Attacking the NDP’s own Declaration on the Rights of Indigenous Peoples Act is just the latest example of Premier Eby taking on the talking points and the platform of the BC Conservatives. Previously he ended BC’s limited drug decriminalization program without consulting or informing the Indigenous organizations that helped put it together. He has a plan to replace mental health care with prison time, and he wants to make it harder for people accused of crimes to access bail while waiting for a trial.
As is usual when a “progressive” party lurches to the right, the beneficiary is the right. As Eby succeeds in convincing people to oppose Indigenous rights, he is also convincing them to support the leaderless BC Conservative party.
A recent Angus Reid poll shows an increase in respondents who believe that the Declaration Act, “goes too far in limiting provincial authority over land and resources.” In March of last year 44% agreed with that statement, this March it has risen to 53%. Meanwhile, approval of Premier Eby has declined from its peak of 53% last March down to 37% now. The BC Conservatives now have 44% of decided voters vs the NDP’s 42%. Among those who believe that the Declaration Act goes too far, 70% would vote Conservative. The more success Eby has in convincing the people of BC to turn their back on reconciliation the better the chances are for a Conservative election win.

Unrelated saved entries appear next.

Issue #4429, opened 2022-11-23
Review Continuous Integration (Nx - Affected) workflows triggers


overbit:
Currently we trigger `Continuous Integration (Nx - Affected)` workflows on:
- workflow_dispatch
- push
- pull_request_target

`nx affected` commands work out the application and library affected by a diff between a BASE and HEAD commits. https://nx.dev/concepts/affected 

In order to return rightful results, for each workflow, we will need to specify the base commit (or branch).
This is only possible in `pull_request` triggers and, with manual input, also workflow dispatch, but not in `push` since it is only aware about the commit (not branch).

As a plus, review the jobs order and raise a new issue if any work is needed

overbit:
Blocked by https://github.com/nrwl/nx-set-shas/pull/80

PR #4522, opened 2022-12-02
chore: fix ci affected to work on next to master PR

overbit:
Close: #4429 

## PR Details

Update ci affected workflow to only be triggered on actions against a pull request. 
This will fix the scenario where CI workflow triggered by push on `next` branch will end not running any build due to Nx not detecting any changes that will affect projects due to the comparison of the HEAD of the `next` branch against itself.

## PR Checklist

### DIFF
--- a/.github/workflows/ci-nx.yml
+++ b/.github/workflows/ci-nx.yml
@@ -77,7 +77,9 @@ jobs:
       - name: Set Affected
         id: set-affected
         run: |
-          echo ::set-output name=affected::"$(npx nx print-affected --type=app | jq -c .projects)"
+          export AFFECTED_PROJECTS=$(npx nx print-affected --type=app | jq -c .projects)
+          echo affected projects: $AFFECTED_PROJECTS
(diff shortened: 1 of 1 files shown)


overbit:
There is an issue with one of the action we use.
⚠️  This PR is blocked until the `nx-set-shas` action gets fixed:  https://github.com/nrwl/nx-set-shas/pull/80

arielweinberger:
Is it worth using a fork in the meantime?

overbit:
Actually, I might be wrong. Since the `pull_request_target` runs in the context of the base of the pull request meaning we would not get the latest changes of a PR. We should use the `pull_request` event in this case

arielweinberger:
The downside is that pull_request does not allot non-maintainers to get access to secrets (even if we manually approve the runs). So any PR from maintainers won't be able to successfully run CI.

overbit:
https://securitylab.github.com/research/github-actions-preventing-pwn-requests/

arielweinberger (approved):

An injury to one is an injury to all
In a statement released on April 9, First Nations Leadership Council, FNLC, called “for the immediate withdrawal of any proposals to amend or suspend the Declaration Act or the Interpretation Act. If the government proceeds with any legislative proposal without the free, prior and informed consent of First Nations, the FNLC and First Nations will be forced to pursue every available avenue, legal, political and through direct action to defend First Nations’ rights.”
It is urgent that we act in solidarity with Indigenous nations and beat back the NDP attacks on the Declaration Act and we must make sure that the government is defeated in its attempts to reverse Indigenous land claims victories in the courts. Not only because this province and country was built on genocide and ethnic cleansing, as if that wasn’t enough. But if the NDP rolls back Indigenous rights and convinces more people of their racist arguments for doing so, they won’t stop there. Behind the NDP assault on Indigenous rights is their allegiance to resource industries. They are already attacking environmental regulations under the cover of fighting Trump. While the fracked gas industry enjoys billions in subsidies from the province our schools, hospitals and post-secondary systems are underfunded and failing. If Premier Eby’s racist arguments can distract people from the multiple crises caused by putting profit before people we will all lose.